____ LISTED ENTRIES

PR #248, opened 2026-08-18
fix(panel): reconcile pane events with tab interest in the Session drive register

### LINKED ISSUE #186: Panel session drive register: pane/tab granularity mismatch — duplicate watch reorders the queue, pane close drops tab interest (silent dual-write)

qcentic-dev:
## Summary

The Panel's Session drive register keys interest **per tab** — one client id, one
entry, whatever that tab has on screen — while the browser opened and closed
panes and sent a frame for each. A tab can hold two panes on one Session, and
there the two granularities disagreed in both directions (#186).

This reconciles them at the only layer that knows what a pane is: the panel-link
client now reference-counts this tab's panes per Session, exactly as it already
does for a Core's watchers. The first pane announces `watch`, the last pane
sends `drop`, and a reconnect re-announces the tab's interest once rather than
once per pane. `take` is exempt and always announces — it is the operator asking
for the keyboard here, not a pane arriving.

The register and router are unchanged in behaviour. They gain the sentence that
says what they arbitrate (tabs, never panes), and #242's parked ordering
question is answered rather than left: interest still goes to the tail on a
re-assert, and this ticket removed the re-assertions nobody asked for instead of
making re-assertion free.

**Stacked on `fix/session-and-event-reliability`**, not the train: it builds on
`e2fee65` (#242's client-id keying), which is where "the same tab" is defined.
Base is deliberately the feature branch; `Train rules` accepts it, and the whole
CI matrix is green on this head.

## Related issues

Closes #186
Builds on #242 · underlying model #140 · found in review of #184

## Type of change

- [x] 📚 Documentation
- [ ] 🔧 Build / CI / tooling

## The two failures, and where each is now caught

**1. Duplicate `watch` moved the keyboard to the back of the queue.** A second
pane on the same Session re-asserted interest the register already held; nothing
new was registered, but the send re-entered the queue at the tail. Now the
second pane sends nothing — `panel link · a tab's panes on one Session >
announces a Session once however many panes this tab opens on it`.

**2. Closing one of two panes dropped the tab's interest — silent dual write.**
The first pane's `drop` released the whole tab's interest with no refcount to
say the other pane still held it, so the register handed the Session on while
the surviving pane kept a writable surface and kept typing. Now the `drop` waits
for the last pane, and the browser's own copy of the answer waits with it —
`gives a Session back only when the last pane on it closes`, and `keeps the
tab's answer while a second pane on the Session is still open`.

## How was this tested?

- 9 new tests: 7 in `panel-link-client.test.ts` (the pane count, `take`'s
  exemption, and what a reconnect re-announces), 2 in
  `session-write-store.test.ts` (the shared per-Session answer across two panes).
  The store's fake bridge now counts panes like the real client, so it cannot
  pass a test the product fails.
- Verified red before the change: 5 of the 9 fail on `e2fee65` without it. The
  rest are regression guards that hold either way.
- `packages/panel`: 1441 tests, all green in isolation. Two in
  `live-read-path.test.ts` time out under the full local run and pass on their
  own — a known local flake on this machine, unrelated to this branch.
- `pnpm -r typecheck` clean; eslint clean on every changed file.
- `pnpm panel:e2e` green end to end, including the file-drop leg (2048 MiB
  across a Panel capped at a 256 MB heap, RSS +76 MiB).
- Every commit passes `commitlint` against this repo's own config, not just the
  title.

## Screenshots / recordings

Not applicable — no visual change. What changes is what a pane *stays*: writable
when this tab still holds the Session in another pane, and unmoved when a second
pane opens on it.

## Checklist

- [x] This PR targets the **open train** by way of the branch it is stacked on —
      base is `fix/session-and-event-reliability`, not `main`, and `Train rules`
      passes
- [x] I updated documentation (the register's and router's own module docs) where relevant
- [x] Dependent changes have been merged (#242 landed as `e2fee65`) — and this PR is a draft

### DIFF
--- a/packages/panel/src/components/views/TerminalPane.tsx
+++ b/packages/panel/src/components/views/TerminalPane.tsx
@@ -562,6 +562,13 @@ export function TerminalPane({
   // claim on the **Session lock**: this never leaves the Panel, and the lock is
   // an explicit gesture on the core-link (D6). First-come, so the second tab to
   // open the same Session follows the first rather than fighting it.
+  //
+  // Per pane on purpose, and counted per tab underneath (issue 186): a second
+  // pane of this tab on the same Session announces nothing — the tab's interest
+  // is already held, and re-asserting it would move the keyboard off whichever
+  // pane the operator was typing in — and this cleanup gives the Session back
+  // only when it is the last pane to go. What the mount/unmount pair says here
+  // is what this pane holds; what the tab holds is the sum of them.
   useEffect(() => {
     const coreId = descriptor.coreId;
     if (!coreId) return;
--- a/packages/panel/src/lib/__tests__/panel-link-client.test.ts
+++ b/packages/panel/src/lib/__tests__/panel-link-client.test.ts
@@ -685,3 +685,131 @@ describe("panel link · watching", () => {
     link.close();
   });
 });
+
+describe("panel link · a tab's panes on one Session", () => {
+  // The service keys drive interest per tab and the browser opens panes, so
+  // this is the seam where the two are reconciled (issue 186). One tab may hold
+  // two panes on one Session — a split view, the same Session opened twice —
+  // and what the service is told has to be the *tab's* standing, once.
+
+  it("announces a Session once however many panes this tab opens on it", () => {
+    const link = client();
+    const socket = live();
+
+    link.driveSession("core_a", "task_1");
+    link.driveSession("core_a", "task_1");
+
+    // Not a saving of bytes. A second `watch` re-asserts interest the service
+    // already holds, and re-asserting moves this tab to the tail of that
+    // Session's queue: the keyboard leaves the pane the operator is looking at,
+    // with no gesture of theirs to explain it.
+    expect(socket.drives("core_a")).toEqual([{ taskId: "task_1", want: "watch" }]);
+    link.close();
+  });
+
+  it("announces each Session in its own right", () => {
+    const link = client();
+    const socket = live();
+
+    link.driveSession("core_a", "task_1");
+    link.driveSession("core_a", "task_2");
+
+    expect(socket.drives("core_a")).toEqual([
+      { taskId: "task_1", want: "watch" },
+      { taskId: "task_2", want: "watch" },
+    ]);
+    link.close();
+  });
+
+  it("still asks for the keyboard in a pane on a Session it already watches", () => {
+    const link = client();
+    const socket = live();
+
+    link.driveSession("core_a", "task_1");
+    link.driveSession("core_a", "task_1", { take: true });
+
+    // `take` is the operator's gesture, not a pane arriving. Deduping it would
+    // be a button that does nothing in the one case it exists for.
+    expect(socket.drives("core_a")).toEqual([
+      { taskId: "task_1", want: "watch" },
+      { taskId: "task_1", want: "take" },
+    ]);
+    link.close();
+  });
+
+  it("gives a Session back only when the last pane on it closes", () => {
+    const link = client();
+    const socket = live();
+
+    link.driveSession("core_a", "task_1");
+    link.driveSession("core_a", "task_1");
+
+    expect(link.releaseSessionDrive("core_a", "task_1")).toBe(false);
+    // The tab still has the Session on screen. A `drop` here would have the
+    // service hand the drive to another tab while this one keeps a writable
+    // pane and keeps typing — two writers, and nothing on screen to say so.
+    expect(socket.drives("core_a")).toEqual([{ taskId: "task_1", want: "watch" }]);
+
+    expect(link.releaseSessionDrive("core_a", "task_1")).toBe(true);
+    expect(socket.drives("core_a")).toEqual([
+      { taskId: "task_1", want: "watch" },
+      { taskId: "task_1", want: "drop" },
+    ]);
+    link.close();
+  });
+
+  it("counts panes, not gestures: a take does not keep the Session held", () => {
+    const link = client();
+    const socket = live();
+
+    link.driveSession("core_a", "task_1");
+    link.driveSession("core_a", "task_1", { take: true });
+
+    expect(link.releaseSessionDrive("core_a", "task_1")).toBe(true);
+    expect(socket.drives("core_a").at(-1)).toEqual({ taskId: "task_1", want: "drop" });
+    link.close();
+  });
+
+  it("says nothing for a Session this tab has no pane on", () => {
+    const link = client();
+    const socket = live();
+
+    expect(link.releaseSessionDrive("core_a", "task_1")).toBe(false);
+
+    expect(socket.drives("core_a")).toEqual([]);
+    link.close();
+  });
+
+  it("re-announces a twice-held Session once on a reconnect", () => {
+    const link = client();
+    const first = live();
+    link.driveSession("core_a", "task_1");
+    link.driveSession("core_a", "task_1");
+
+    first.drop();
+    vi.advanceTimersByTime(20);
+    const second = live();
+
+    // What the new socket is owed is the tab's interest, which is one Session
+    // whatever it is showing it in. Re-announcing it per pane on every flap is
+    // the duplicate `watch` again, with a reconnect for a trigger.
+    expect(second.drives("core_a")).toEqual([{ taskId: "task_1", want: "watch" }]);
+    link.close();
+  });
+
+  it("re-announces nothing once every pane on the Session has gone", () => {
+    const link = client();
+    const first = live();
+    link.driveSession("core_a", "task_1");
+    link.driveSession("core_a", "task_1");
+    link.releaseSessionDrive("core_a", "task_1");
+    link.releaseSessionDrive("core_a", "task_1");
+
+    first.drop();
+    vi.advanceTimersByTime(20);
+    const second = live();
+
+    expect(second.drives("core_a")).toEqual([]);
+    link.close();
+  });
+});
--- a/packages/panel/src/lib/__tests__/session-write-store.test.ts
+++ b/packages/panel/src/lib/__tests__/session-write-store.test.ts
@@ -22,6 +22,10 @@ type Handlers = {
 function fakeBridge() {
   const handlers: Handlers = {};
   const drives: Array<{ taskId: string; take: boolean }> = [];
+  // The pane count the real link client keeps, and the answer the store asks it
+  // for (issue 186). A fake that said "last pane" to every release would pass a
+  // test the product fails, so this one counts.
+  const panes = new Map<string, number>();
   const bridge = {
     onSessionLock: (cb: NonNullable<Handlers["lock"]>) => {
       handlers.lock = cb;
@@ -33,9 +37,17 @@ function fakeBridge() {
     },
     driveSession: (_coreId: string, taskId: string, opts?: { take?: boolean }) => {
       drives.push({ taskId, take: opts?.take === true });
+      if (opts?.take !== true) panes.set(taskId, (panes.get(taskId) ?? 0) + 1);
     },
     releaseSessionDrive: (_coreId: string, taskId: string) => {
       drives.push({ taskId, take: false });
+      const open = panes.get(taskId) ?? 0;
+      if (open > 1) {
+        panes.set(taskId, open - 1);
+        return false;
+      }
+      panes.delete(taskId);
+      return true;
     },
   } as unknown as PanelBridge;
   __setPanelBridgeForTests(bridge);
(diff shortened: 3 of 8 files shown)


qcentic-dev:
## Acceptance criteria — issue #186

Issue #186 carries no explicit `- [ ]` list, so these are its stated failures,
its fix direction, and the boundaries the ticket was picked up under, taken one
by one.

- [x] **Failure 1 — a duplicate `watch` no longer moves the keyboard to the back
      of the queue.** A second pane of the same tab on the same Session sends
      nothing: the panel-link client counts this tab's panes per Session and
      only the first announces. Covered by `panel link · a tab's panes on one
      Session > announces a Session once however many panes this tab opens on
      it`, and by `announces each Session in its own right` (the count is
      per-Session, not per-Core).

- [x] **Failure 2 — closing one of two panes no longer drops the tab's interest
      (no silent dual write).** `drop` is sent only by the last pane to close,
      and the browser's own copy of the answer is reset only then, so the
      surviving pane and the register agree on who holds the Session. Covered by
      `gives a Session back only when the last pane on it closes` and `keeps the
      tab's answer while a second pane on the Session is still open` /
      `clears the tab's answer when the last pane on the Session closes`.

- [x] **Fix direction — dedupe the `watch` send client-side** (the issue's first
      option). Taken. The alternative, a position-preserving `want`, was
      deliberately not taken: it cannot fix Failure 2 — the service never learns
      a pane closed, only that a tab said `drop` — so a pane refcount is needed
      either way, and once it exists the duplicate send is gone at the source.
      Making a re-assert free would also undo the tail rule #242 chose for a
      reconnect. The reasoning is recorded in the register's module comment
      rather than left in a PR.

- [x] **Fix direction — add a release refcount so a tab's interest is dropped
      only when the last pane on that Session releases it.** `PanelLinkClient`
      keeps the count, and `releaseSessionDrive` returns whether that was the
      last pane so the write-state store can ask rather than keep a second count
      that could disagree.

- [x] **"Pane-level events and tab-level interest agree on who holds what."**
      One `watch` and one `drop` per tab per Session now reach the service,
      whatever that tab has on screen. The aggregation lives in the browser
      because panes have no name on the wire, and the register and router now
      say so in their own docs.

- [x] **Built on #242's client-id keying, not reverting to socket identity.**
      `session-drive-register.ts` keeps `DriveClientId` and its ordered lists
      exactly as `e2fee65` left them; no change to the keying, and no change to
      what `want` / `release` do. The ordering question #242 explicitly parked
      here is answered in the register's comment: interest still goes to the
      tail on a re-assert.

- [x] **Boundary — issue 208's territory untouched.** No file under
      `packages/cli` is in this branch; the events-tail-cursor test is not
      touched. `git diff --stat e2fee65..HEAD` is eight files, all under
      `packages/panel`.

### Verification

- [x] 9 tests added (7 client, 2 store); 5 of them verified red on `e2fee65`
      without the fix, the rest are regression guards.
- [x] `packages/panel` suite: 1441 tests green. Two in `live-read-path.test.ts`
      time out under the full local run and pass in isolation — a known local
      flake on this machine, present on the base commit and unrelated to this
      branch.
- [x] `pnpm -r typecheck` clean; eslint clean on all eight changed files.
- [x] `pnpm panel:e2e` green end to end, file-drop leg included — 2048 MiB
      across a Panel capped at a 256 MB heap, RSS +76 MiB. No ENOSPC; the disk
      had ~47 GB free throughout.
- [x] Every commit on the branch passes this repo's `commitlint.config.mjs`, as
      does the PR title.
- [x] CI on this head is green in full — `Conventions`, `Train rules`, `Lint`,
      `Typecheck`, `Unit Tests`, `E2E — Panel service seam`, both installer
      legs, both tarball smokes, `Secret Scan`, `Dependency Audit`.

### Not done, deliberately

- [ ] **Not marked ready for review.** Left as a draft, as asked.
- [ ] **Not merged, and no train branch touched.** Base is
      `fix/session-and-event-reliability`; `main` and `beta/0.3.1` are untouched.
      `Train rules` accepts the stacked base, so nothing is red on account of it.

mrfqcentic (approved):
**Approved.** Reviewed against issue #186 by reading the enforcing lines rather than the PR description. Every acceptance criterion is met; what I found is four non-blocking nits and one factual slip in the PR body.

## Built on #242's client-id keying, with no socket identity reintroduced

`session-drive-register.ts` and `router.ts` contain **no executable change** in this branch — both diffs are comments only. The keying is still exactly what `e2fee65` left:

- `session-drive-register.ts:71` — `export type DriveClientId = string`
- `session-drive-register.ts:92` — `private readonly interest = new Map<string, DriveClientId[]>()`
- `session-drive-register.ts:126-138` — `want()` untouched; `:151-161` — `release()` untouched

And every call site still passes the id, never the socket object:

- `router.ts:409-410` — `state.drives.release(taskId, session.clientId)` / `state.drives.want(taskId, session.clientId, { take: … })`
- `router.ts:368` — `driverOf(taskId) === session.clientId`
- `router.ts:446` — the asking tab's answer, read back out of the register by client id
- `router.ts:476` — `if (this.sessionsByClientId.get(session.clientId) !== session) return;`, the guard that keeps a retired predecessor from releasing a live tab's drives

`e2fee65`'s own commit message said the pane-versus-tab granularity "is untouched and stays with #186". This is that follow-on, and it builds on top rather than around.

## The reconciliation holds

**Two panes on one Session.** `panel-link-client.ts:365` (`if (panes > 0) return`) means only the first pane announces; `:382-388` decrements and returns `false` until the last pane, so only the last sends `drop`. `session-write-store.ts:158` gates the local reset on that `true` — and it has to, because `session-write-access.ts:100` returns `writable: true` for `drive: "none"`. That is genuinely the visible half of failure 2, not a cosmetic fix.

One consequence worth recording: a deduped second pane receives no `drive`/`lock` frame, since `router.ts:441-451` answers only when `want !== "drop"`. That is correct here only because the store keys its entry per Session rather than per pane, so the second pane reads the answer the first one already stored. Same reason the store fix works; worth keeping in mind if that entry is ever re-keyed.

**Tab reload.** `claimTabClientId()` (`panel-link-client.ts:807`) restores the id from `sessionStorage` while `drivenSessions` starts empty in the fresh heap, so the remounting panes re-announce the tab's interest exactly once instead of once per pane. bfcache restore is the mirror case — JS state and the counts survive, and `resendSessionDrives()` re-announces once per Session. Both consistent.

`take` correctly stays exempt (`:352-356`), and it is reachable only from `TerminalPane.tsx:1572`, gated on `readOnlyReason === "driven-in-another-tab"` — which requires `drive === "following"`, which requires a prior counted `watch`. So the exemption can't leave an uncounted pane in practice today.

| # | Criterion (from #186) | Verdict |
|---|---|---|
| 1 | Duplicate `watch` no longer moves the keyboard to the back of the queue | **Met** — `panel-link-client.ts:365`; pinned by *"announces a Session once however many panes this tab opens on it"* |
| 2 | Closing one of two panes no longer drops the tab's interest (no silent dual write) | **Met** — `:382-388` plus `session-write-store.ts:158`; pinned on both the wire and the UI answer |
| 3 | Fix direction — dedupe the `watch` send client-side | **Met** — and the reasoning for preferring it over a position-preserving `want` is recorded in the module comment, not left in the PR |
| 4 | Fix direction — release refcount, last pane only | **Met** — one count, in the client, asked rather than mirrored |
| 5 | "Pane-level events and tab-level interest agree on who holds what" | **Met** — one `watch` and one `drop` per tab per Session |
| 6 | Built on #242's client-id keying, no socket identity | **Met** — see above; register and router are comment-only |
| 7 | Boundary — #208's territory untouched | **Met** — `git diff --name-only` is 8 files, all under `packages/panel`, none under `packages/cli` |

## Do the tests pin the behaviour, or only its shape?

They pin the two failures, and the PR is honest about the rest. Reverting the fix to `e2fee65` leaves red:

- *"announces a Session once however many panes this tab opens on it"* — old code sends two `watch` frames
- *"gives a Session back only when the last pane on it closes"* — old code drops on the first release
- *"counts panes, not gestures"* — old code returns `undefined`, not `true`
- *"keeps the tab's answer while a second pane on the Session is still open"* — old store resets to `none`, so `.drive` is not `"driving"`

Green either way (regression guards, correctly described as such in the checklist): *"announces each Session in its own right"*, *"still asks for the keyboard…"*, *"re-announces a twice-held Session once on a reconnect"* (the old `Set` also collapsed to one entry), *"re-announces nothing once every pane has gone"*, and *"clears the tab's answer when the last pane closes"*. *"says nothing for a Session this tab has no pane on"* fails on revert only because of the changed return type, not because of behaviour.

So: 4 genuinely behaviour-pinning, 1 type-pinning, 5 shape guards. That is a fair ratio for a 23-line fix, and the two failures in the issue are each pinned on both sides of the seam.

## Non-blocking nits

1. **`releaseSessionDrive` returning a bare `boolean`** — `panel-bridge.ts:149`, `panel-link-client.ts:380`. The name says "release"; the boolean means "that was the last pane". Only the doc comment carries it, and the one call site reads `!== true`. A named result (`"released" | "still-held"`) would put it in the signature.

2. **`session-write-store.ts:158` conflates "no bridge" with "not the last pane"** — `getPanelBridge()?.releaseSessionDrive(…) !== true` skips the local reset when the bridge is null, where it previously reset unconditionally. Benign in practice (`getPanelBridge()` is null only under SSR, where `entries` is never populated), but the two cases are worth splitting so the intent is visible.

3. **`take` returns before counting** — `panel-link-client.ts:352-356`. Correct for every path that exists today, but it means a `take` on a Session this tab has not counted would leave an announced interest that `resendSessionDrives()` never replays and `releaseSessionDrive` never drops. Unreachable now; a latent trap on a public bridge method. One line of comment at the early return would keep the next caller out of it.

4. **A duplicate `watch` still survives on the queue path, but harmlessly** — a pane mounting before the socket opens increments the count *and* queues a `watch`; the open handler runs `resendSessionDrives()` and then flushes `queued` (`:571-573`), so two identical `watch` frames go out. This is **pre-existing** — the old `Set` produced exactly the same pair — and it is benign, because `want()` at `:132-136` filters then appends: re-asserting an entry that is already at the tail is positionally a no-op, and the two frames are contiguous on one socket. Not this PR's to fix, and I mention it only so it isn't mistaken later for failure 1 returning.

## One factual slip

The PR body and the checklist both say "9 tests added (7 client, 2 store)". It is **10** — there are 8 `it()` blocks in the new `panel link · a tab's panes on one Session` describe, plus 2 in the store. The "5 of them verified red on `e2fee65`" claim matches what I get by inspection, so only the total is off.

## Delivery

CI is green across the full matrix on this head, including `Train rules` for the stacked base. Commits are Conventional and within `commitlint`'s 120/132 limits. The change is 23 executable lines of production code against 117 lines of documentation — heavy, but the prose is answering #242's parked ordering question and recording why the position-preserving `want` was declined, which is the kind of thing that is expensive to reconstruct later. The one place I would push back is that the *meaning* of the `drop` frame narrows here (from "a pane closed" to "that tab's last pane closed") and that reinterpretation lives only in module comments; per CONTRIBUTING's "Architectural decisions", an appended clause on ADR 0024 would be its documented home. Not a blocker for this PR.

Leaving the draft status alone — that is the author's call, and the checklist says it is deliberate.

________
____ LISTED ENTRIES

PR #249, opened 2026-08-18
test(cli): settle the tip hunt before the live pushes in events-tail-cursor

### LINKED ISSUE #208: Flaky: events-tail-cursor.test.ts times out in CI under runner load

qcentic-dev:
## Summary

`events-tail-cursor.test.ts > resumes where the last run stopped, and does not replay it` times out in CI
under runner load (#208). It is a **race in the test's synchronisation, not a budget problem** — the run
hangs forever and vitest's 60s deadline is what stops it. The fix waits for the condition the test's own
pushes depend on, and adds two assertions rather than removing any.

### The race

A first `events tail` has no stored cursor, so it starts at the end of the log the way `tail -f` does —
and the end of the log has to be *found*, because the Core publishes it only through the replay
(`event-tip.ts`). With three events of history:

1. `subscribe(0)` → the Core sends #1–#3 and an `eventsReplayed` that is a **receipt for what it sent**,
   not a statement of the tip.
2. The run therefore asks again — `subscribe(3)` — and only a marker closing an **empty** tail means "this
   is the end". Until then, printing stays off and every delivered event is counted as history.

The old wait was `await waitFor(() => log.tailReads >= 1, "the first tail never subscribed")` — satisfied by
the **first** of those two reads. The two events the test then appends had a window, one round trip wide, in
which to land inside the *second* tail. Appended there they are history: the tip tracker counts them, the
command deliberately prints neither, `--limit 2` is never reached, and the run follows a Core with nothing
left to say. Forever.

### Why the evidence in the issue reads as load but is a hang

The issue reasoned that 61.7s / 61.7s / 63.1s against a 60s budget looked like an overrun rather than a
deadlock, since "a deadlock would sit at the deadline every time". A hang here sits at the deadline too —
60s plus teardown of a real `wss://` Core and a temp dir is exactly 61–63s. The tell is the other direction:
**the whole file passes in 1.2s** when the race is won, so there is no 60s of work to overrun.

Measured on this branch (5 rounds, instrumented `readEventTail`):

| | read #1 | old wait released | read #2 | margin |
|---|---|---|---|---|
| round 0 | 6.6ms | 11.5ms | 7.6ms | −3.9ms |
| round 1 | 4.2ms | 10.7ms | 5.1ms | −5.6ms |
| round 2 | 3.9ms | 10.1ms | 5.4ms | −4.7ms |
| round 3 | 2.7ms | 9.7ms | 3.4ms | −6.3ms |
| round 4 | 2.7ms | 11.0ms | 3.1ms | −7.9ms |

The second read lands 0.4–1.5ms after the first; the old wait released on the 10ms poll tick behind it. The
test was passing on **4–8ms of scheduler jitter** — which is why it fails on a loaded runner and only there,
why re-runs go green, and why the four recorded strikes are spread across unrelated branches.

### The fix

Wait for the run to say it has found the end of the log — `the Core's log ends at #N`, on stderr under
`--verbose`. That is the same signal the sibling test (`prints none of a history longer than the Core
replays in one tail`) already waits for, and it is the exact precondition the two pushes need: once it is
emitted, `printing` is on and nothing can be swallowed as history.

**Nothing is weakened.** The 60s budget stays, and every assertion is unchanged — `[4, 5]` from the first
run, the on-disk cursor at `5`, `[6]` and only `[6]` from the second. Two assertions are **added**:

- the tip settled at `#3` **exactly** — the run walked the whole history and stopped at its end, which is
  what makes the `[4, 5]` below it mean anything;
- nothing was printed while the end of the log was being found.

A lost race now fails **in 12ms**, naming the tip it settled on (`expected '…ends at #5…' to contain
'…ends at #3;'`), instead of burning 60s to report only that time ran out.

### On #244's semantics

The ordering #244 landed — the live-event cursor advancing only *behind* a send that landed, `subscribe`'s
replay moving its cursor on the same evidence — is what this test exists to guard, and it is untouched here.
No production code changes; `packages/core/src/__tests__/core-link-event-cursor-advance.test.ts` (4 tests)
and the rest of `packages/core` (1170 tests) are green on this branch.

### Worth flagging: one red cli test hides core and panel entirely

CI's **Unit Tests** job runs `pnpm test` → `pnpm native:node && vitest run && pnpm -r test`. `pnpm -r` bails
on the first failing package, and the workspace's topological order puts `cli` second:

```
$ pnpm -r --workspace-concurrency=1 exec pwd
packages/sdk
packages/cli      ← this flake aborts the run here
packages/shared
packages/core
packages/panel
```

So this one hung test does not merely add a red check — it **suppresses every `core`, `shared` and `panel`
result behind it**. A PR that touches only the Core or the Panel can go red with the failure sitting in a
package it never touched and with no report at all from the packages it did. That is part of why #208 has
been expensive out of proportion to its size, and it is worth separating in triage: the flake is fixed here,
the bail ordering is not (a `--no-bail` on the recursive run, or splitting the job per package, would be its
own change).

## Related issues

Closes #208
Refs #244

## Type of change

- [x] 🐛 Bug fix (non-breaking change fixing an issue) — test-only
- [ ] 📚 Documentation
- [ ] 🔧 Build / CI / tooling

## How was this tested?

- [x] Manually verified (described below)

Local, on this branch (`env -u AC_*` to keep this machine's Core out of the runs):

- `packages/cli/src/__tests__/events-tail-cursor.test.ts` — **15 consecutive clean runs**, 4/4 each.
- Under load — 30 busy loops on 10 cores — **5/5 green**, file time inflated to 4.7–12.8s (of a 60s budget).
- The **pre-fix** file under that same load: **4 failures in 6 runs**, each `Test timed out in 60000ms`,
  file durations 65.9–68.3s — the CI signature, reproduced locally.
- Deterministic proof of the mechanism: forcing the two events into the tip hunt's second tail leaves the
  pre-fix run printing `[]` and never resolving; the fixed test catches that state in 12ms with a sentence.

________

#### TASK DESCRIPTION:
Of the entries listed above, reproduce only the lines starting at the line containing "package it never" and ending at the line containing "pre-fix run printing". Include both, exactly as they stand.

#### TASK SOLUTION:
package it never touched and with no report at all from the packages it did. That is part of why #208 has
been expensive out of proportion to its size, and it is worth separating in triage: the flake is fixed here,
the bail ordering is not (a `--no-bail` on the recursive run, or splitting the job per package, would be its
own change).

## Related issues

Closes #208
Refs #244

## Type of change

- [x] 🐛 Bug fix (non-breaking change fixing an issue) — test-only
- [ ] 📚 Documentation
- [ ] 🔧 Build / CI / tooling

## How was this tested?

- [x] Manually verified (described below)

Local, on this branch (`env -u AC_*` to keep this machine's Core out of the runs):

- `packages/cli/src/__tests__/events-tail-cursor.test.ts` — **15 consecutive clean runs**, 4/4 each.
- Under load — 30 busy loops on 10 cores — **5/5 green**, file time inflated to 4.7–12.8s (of a 60s budget).
- The **pre-fix** file under that same load: **4 failures in 6 runs**, each `Test timed out in 60000ms`,
  file durations 65.9–68.3s — the CI signature, reproduced locally.
- Deterministic proof of the mechanism: forcing the two events into the tip hunt's second tail leaves the
  pre-fix run printing `[]` and never resolving; the fixed test catches that state in 12ms with a sentence.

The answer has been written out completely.